The moral of the story: If any money is going to be changing hands in exchange for flights in an aircraft, it is important that the aircraft owner and operator/pilot make sure the proposed operation is structured correctly in compliance with all regulations. Failure to properly structure ownership and operation of aircraft, even single-engine, piston aircraft, can result in both civil penalty and certificate actions.

Can A Person Be Chief Pilot For A Part 121/135 Operator With A Third-Class Medical Certificate?

This was the question posed and answered in a recent Legal Interpretation issued by the FAA's Office of Chief Counsel (AGC). The Interpretation specifically answered the question "whether a chief pilot who no longer holds a first-or second-class medical certificate but holds a third-class medical certificate and is qualified to serve as pilot in command (PIC) in at least one aircraft used in the certificate holder's operation may continue to hold the chief pilot position."

Under 14 C.F.R. § 119.71 the chief pilot of a Part 121 or Part 135 air carrier must hold either an airline transport pilot (ATP) certificate or a commercial pilot certificate. And as we know, under 14 C.F.R. § 61.23 a person must hold a first-class medical certificate to exercise PIC privileges of an ATP certificate and a second-class medical certificate to exercise privileges of a commercial pilot certificate. The Interpretation notes that "§ 119.71(c) and (d) only require the chief pilot to be qualified to serve as PIC in at least one aircraft in the certificate holder's operation." However, Section 119.71 does not specify that the chief pilot must be qualified to serve as pilot in command "in Part 121/135 operations."

As a result, the Interpretation concludes as long as the person (a) continues to hold either an ATP or commercial pilot certificate with appropriate ratings, (b) is qualified to serve as PIC in at least one aircraft used in the certificate holder's operation (which can include just Part 91 operations), and (c) has satisfactory experience (or has been granted a deviation from the experience requirements), then he or she may serve as chief pilot for the air carrier while holding only a third-class medical certificate.

So, in addition to holding at least a third-class medical certificate, the key issue for the chief pilot will be that he or she is qualified to act as PIC in at least one of the aircraft that the carrier is authorized to operate under its certificate. And this qualification can be limited to Part 91 operations rather than Part 121/135 operations.

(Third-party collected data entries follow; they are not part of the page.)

PR #922, opened 2025-12-10
Fix issue with dev container when running on Windows. 

temalo:
When running on Windows, the current configuration of the dev container would fail to create due to the node user not having permissions to create directories. This is a relatively easy thing to fix at runtime, but can be a pain.

I added an entrypoint script to create the directories, and then updated the compose file and container files to set the appropriate root user . This allows the new user to open the repo in a dev container without issue, and is not a security risk due to containerized development setup.

### DIFF
--- a/.devcontainer/Dockerfile
+++ b/.devcontainer/Dockerfile
@@ -13,12 +13,20 @@ RUN apt-get update && export DEBIAN_FRONTEND=noninteractive \
     && pip3 install --break-system-packages apprise \
     && apt-get clean -y && rm -rf /var/lib/apt/lists/*
 
+# Set up workspace directory
+RUN mkdir -p /workspace
 
-# Set up workspace
 WORKDIR /workspace
 
-# Use non-root user for security
-USER node
+# Copy entrypoint script
+COPY entrypoint.sh /usr/local/bin/entrypoint.sh
+RUN chmod +x /usr/local/bin/entrypoint.sh
 
 # Default shell
 ENV SHELL=/bin/bash
+
+# Set entrypoint to fix permissions before running as node user
+ENTRYPOINT ["/usr/local/bin/entrypoint.sh"]
+
+# Default command (will be overridden by docker-compose)
+CMD ["sleep", "infinity"]
--- a/.devcontainer/devcontainer.json
+++ b/.devcontainer/devcontainer.json
@@ -107,8 +107,9 @@
   // Displays welcome message with helpful commands and reminders
   "postAttachCommand": "bash .devcontainer/welcome.sh",
 
-  // Use non-root 'node' user for security and proper file permissions
-  "remoteUser": "node",
+  // Note: Running as root to avoid Windows volume mount permission issues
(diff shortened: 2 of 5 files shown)


Yeraze:
# Code Review: PR #922 - DevContainer Windows Fix

## Overview

This PR addresses Windows volume mount permission issues by switching the devcontainer to run as root instead of the `node` user. The approach is **acceptable for a dev container** but has some concerns that should be addressed.

---

## ✅ Security Assessment: ACCEPTABLE

Running as root is acceptable here because:
1. The container **already has Docker socket access** (root-equivalent on host)
2. This is a **development-only** container, not production
3. The existing README documents the trust assumptions

---

## ⚠️ Issues to Address

### 1. CRITICAL: node_modules Named Volume Removed

The PR removes the `node_modules-cache` named volume:
```diff
-      - node_modules-cache:/workspace/node_modules
```

**Problem:** Named volumes provide better performance and isolation from Windows filesystem issues. Removing it may reintroduce performance problems.

**Recommendation:** Keep the named volume for node_modules, or document why it was removed.

### 2. Entrypoint Error Handling Could Be Improved

**File:** `entrypoint.sh`

The script uses `set -e` but then suppresses mkdir errors with `|| true`. If a directory fails to create, it's silently ignored.

**Suggestion:** Add logging for failed operations:
```bash
for dir in /workspace/node_modules /workspace/dist /workspace/.vite /workspace/.tsc-cache; do
    if ! mkdir -p "$dir" 2>&1; then
        echo "Warning: Failed to create $dir (continuing)"
    fi
done
```

### 3. Linux File Ownership Impact

On Linux hosts, files created by root in the container will be owned by `root:root` on the host via bind mounts. This could cause:
- Permission denied errors when editing files outside the container
- Git "dubious ownership" warnings

**Suggestion:** Document this in the README or PR description.

### 4. Migration Note Needed

Existing users will have VS Code server data in `/home/node/.vscode-server`. They may need to clean up old volumes:
```bash
docker compose -f .devcontainer/docker-compose.yml down -v
```

---

## 📝 Documentation Improvements

The inline comment could be expanded to explain the "why":

```javascript
// Note: Running as root to avoid Windows volume mount permission issues
// 
// On Windows with WSL2/Docker Desktop, bind-mounted volumes don't preserve
// Unix UID/GID mapping. The 'node' user cannot create directories like 
// node_modules on Windows-mounted volumes.
//
// Trade-offs:
// - Works on Windows, Linux, and Mac without platform-specific logic
// - Files created in container are owned by root (may affect Linux users)
// - Reduced security isolation (mitigated by existing Docker socket access)
```

---

## 🧹 Minor Cleanup

1. **Redundant `group_add: docker`** - Root bypasses group permissions, can be removed
2. **README.md** - Update Security Model section to mention root user

---

## Recommendation

**REQUEST CHANGES** - Please address:
1. Reconsider removing the node_modules named volume (or document why)
2. Add migration/cleanup note for existing users
3. Document Linux file ownership implications

After those changes, this is good to merge! 👍

---

Issue #950, opened 2025-12-11
[BUG] Remote Access Favorite/Ignored management


Yeraze:
**Describe the bug**
In the new Remote Access/Management feature, when attempting to manage Favorites and Ignored devices.. The list is prepopulated with teh Favorite status of the Locally connected node (not the Remotely Managed node), and if the node you want to Favorite is already favorited on the Local node.. It will not let you favorite on the remote node (thinking it is already favorited).

Yeraze:
**Claude finished @Yeraze's task** —— [View job](https://github.com/Yeraze/meshmonitor/actions/runs/20142276110)

---
🤖 **Automated Triage**

Thank you for reporting this issue! This appears to be a bug in the Remote Access/Management feature where the favorite/ignored status is incorrectly pulled from the local node's database instead of the target remote node's configuration.

### Root Cause Analysis

The issue is in `/src/components/AdminCommandsTab.tsx:155-156` where the `nodeOptions` array is populated:

```tsx
isFavorite: node.isFavorite ?? false,
isIgnored: node.isIgnored ?? false
```

This pulls the favorite/ignored status from the local MeshMonitor database (the `nodes` prop), which reflects the **local** node's perspective of which nodes are favorited/ignored. However, for remote node management, we need to query the **target remote node's** favorite/ignored configuration.

### Diagnostic Steps

To help confirm this issue and gather additional information, please run these diagnostic steps:

#### 1. Verify Node Statuses
- Open the **Nodes Tab** and note which nodes show as "favorited" (⭐) or "ignored" (🚫)
- Switch to **Admin Commands Tab** → **Node Favorites & Ignored**
- Select the same nodes and compare the status indicators
- **Expected**: Status should match between tabs when managing the local node
- **Bug**: Status shows local perspective when managing a remote node

#### 2. Test Remote vs Local Behavior
```bash
# Check the current favorite status in your local database
curl -X GET http://localhost:8080/meshmonitor/api/nodes
# Look for "isFavorite" and "isIgnored" fields in the response
```

#### 3. Reproduce the Issue
- In Admin Commands Tab, select a **remote node** as the target
- Try to favorite a node that is already favorited locally
- **Expected**: Should allow favoriting on the remote node even if locally favorited
- **Bug**: Will show "already favorited" and may prevent the action

#### 4. Check Console Logs
- Open browser Developer Tools → Console
- Perform the favorite/ignore operations
[...]

PR #955, opened 2025-12-11
fix: correct remote node favorite/ignored status management (#950)

seanmoro:
Fixes issue #950 where managing favorite/ignored status on remote nodes incorrectly used the local node's status.

## Changes
- Added separate state tracking (`remoteNodeStatus`) for remote node favorite/ignored status
- Fixed UI to correctly display and manage remote node status independently from local node
- Fixed button disable conditions to allow remote node management
- Clear remote status when switching target nodes to prevent stale data

## Problem
When managing favorite/ignored status on remote nodes via the Admin Commands tab, the UI incorrectly displayed and used the local device's favorite/ignored status. This prevented users from changing the remote node's status if it conflicted with the local node's status, and caused incorrect button states.

## Solution
- Introduced `remoteNodeStatus` state to track favorite/ignored status per remote node
- Updated all handlers (`handleSetFavoriteNode`, `handleRemoveFavoriteNode`, `handleSetIgnoredNode`, `handleRemoveIgnoredNode`) to use remote status when managing remote nodes
- Updated UI display logic to prioritize remote status for remote nodes
- Added `useEffect` to clear remote status when switching target nodes

## Testing
- Verified remote node favorite/ignored management works correctly
- Verified local node management still works as expected
- Verified status is cleared when switching target nodes

### DIFF
--- a/CHANGELOG.md
+++ b/CHANGELOG.md
@@ -92,6 +92,13 @@ The format is based on [Keep a Changelog](https://keepachangelog.com/en/1.0.0/),
   - Tapbacks now correctly route via DM when `alwaysUseDM` is enabled, matching message reply behavior
 - **CORS Configuration**: Fixed development environment CORS check to correctly recognize localhost origins
   - Prevents false positive CORS error banners in development mode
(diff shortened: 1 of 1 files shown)


Yeraze:
Awesome, I was hoping you would get this :)

PR #1033, opened 2025-12-15
feat(i18n): add translations to AdminCommandsTab components

ssp97:
* Added i18n support for AdminCommandsTab components
* Added Simplified Chinese translations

As a practical matter I think this Interpretation probably has limited impact on most carriers since they typically expect the individual designated as chief pilot to also act as PIC in Part 121 or Part 135 flight operations. But where the chief pilot is not expected to act as PIC in Part 121/235 flight operations, this Interpretation does provide some flexibility to a carrier considering an individual without a first or second class medical certificate for the chief pilot position.